Measurement of water holdup in slug region of oil-gas-water intermittent flow by plug-in conductance sensors

Abstract

The water holdup measurement in the horizontal intermittent oil-gas-water flow slug region is of great significance for understanding interfacial heat and mass transfer and revealing the mechanism of flow pattern transition. Considering the multi-scale structural characteristics of the horizontal oil-gas-water intermittent flow, two plug-in conductance sensors are designed for the water holdup measurement in the slug region. They are distributed multi-electrode conductance sensor (DMECS) and ring-electrode conductance sensor (RECS). The finite element method is employed to optimize the geometries of the sensors to enhance the sensitivity and uniformity of the detection field. Experiments are conducted in horizontal gas-water and oil-gas-water flows within a 20 mm diameter pipe. Response signals from both conductance sensors are collected. Recurrence plots are drawn based on the collected signals to demonstrate the capability to detect local flow structures. The non-uniform distribution characteristics of water holdup in the intermittent flow slug region are studied.
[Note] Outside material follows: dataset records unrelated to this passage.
PR #115, opened 2023-05-30
Update to Static.jl v0.8

oschulz:
Closes #99 and #111 .

Since StaticInt is no longer an `Integer` in Static v0.8, we need to jump through a few hoops.

Drops support for older versions of Static.jl.

### DIFF
--- a/src/combinators/power.jl
+++ b/src/combinators/power.jl
@@ -17,8 +17,8 @@ struct PowerMeasure{M,A} <: AbstractProductMeasure
     axes::A
 end
 
-dslength(μ::PowerMeasure) = prod(dssize(μ))
-dssize(μ::PowerMeasure) = map(dslength, μ.axes)
+maybestatic_length(μ::PowerMeasure) = prod(maybestatic_size(μ))
+maybestatic_size(μ::PowerMeasure) = map(maybestatic_length, μ.axes)
 
 function Pretty.tile(μ::PowerMeasure)
     sz = length.(μ.axes)
--- a/src/static.jl
+++ b/src/static.jl
@@ -43,19 +43,19 @@ end
 end
 
 """
-    MeasureBase.dslength(x)::IntegerLike
+    MeasureBase.maybestatic_length(x)::IntegerLike
 
 Returns the length of `x` as a dynamic or static integer.
 """
-dslength(x) = length(x)
-dslength(x::AbstractUnitRange) = length(x)
-function dslength(::Static.OptionallyStaticUnitRange{StaticInt{A},StaticInt{B}}) where {A,B}
+maybestatic_length(x) = length(x)
+maybestatic_length(x::AbstractUnitRange) = length(x)
+function maybestatic_length(::Static.OptionallyStaticUnitRange{StaticInt{A},StaticInt{B}}) where {A,B}
     StaticInt{B - A + 1}()
 end
 
 """
-    MeasureBase.dssize(x)::Tuple{Vararg{IntegerLike}}
+    MeasureBase.maybestatic_size(x)::Tuple{Vararg{IntegerLike}}
 
 Returns the size of `x` as a tuple of dynamic or static integers.
 """
-dssize(x) = size(x)
+maybestatic_size(x) = size(x)


.github/workflows/CI.yml
```diff
@@ -6,8 +6,12 @@ on:
   push:
     branches:
       - master
+      - main
+      - dev
+      - 'releases/**'
```
theogf, line 11: I don't think you need those.

Project.toml
```diff
@@ -48,6 +48,6 @@ NaNMath = "0.3, 1"
 PrettyPrinting = "0.3, 0.4"
 Reexport = "1"
 SpecialFunctions = "2"
-Static = "0.5, 0.6"
+Static = "0.5, 0.6, 0.8"
```
theogf, line 51: Given your changes, shouild we just drop 0.5, 0.6 (and also what about 0.7)

src/combinators/power.jl
```diff
@@ -76,7 +85,7 @@ end
 end
 
 @inline function logdensity_def(
-    d::PowerMeasure{M,Tuple{Base.OneTo{StaticInt{N}}}},
+    d::PowerMeasure{M,Tuple{StaticOneTo{N}}},
```
theogf, line 88: StaticOneTo might be undefined no?

src/static.jl
```diff
@@ -0,0 +1,80 @@
...
+    # ranges, some operations that automatic differentiation requires do fail
+    # on such instances of `Fill` (e.g. `reshape` from dynamic to static size).
+    # So need to use standard ranges for the axes for now:
+    dyn_axs = map(_dynamic, axs)
+    FillArrays.Fill(x, dyn_axs)
+end
+
+
+"""
+    MeasureBase.dslength(x)::IntegerLike
```
theogf, line 67: The `ds_` naming is a bit hard to follow. Maybe there a could be another convention?

Project.toml
oschulz: 0.7 we can't support, static numbers aren't even `Real`s there. :-(

src/static.jl
oschulz: I thought about `maybestatic_length` but that's a bit of a mouthful. :-)

Any suggestions?

Project.toml
oschulz: I definitely want to keep 0.5 and 0.6 support for a little bit longer, though.

.github/workflows/CI.yml
oschulz: I can take that out though, if you prefer?

src/combinators/power.jl
oschulz: StaticOneTo is gone now.

src/combinators/power.jl
```diff
@@ -1,58 +1,67 @@
...
+"""
+    struct PowerMeasure{M,...} <: AbstractProductMeasure
 
-export PowerMeasure
+A power measure is a product of a measure with itself. The number of elements in
+the product determines the dimensionality of the resulting support.
 
+Note that power measures are only well-defined for integer powers.
+
+The nth power of a measure μ can be written μ^x.
```
cscherrer, line 13:
```suggestion
The nth power of a measure μ can be written μ^n.
```

.github/workflows/CI.yml
oschulz: I removed it, maybe it was a bit overkill :-)

src/combinators/power.jl
```diff
@@ -1,58 +1,67 @@
...
+"""
 struct PowerMeasure{M,A} <: AbstractProductMeasure
     parent::M
     axes::A
 end
 
+dslength(μ::PowerMeasure) = prod(dssize(μ))
+dssize(μ::PowerMeasure) = map(dslength, μ.axes)
```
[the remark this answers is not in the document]
oschulz: It stands for "dynamic or static". As @theogf remarked, probably not an ideal naming convention. Any ideas?

src/static.jl
cscherrer: This is just internal, right? If end users won't need to type it in the REPL, I think I'd lean toward making it more descriptive, even if it's longer. Most important for people reading the code to understand it

oschulz: Yes, it'll be mostly internal, though packages that use deeper measure features may need them. I've changed to the long names now.

cscherrer:
Just to be sure I understand, it seems like static floats are working again with our interface, but ints are not, so you added special cases and dispatch patterns to handle this. Is that right?

oschulz:
Ok now @cscherrer ?

cscherrer:
We should still check MeasureTheory tests locally. Latest MT has
```toml
Static = "0.5, 0.6"
```
Does that mean this PR is technically a breaking change?

cscherrer (approved):

oschulz:
> Ok in that case let's go with this and then MT can catch up

I'll see if I can do the Distributions extension soon, then MT can be updated in one go, maybe.

PR #116, opened 2023-05-30
Use StaticInteger instead of StaticInt and add tests for static util functions

oschulz:
Follow-up to #115 .

We should use `StaticInteger` instead of `StaticInt` for argument types.

Also adds tests for the new functions in static.jl.


oschulz:
Tests fixed.

theogf (approved):
Nice, it just needs a version bump

cscherrer (approved):

oschulz:
Added version bump.

oschulz:
Merci @theogf !

oschulz:
Next on the agenda will the polishing up the transport framework and turning DistributionMeasures.jl into a MeasureBase.jl Pkg-extension (DistributionMeasures.jl itself will become deprecated).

Besides, the influence of the oil phase on the local flow structures and water holdup is further explored. Finally, the water holdup measured by the conductance sensors is compared with the wire-mesh sensor. The results indicate that the RECS can reflect the average water holdup, whilst the DMECS is sensitive to the local water holdup characteristics. Thus, the DMECS has a higher measurement resolution for small-scale oil droplets and bubbles. By comparison, the RECS demonstrates better measurement performance for the pseudo slug flow with large-scale flow structures.